Content starts

PR #212, opened 2025-05-08
remove setup-debian script and Include standard dtb file for prebuild image

pragow0k:
Removing setup-debian script from installer
[SB-24473](https://jira.alm.mentorg.com/browse/SB-24473)

------------------------
Include KERNEL_DEVICETREE_ARCHIVE_RELEASE variable for dtb file in DEPLOY_IMAGES for archive release.
[SB-24472
](https://jira.alm.mentorg.com/browse/SB-24472)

Content ends

→ Task details: The answer is the line with "remove setup-debian script" plus every line after it, printed exactly as they appear above.

→ Answer area:
remove setup-debian script and Include standard dtb file for prebuild image

pragow0k:
Removing setup-debian script from installer
[SB-24473](https://jira.alm.mentorg.com/browse/SB-24473)

------------------------
Include KERNEL_DEVICETREE_ARCHIVE_RELEASE variable for dtb file in DEPLOY_IMAGES for archive release.
[SB-24472
](https://jira.alm.mentorg.com/browse/SB-24472)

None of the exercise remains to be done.